Encontró una ferretería. La puerta maciza estaba cerrada con dos vueltas de llave. Ish rompió un escaparate con el martillo y entró. Tomó tres grandes cantimploras y las llenó en un grifo de donde salía aún un débil hilo de agua. De un almacén sacó una garrafa con cinco litros de vino tinto.
Todo esto no le pareció, sin embargo, suficiente. Los peligros del desierto lo obsesionaban. Sin saber muy bien qué quería, retrocedió por la calle principal hasta que se encontró con una motocicleta. Era negra y blanca, como las de los guardias de tránsito. A pesar de sentirse asustado y desanimado, sintió ciertos escrúpulos. Robarle la motocicleta a un policía era algo demasiado insólito.
Al fin, después de algunos titubeos, saltó del coche y probó la motocicleta, dando algunas vueltas por la calle.
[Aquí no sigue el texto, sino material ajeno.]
PR #592, opened 2021-12-07
Support for reading multiple devices + events in `read_bitalino`

zen-juen:
- [ ] I have read the [CONTRIBUTING](https://github.com/neuropsychology/NeuroKit/blob/master/.github/CONTRIBUTING.rst#structure-and-code) file.
- [ ] My PR is targetted at the **dev branch** (and not towards the master branch).

### DIFF
--- a/neurokit2/complexity/complexity_embedding.py
+++ b/neurokit2/complexity/complexity_embedding.py
@@ -33,7 +33,9 @@ def complexity_embedding(signal, delay=1, dimension=3, show=False, **kwargs):
     Parameters
     ----------
     signal : Union[list, np.array, pd.Series]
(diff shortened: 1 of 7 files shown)


zen-juen:
A rather lengthy change to `read_bitalino` due to the possibility of having multiple devices (all of which each device may have different sensors / channel names / event annotations etc). Now the function returns two things:

(1) the signals - which takes the form of a pandas df if there was only one device, and a dictionary of pandas df with each dict key corresponding to the device name if multiple devices were read; if `events_annotation` is set to True then columns of photosensor-like signals are returned too, column names being e.g. "A1_label1_start", "A1_label1_end", "A2_label1_start" etc (*channelname_annotatedkey_* because there may be different annotations for different channels) Rather verbose I must admit :(

(2) info dump -  metadata containing the sensors ("ECGBIT, "RESPBIT" etc), corresponding channel names ("A1", "A2" etc), sampling rate, and the events annotation timings  if `events_annotation` is True (I thought it might be a good idea to return all these in case different sensors were attached to different channels across multiple devices)

Disclaimer: not *super* urgent for now 😄

DominiqueMakowski:
can we merge that?

PR #607, opened 2022-01-17
[Change] promac parameters exposition / doc update

levsilva:
# Description

This PR aims at exposing the parameters of "promac" peak detector.

# Proposed Changes
- Three parameters were exposed:
  + peak detectors included in the promac pipeline
  + tolerance threshold
  + SD of Gaussian used for convolution

- **kwargs had to be included in the top-level "ecg_peaks" function
- Names of all peak detectors are now controlled by a global dict
- Two auxiliary functions for "promac" were merged for more consistency
- docstring for "promac" was created


levsilva:
The documentation of "ecg_peaks" and "ecg_findpeaks" are essentially the same. I was thinking in merging those two functions. What do you think about the following plan?

1) Move all functions from "ecg_findpeaks.py" to "ecg_peaks.py" and exclude the first one.
2) Merge functions "ecg_findpeaks" and "ecg_peaks" into "ecg_peaks", since it is on the top.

Bajo el pesado calor de las últimas horas de la tarde, trabajó una hora preparando unas tablas. Quería subir la motocicleta al portaequipajes. No sería sólo un marino en su barca; tendría también una chalupa en caso de naufragio. Sin embargo, sus temores crecían constantemente y se sorprendió varias veces echando una ojeada por encima del hombro.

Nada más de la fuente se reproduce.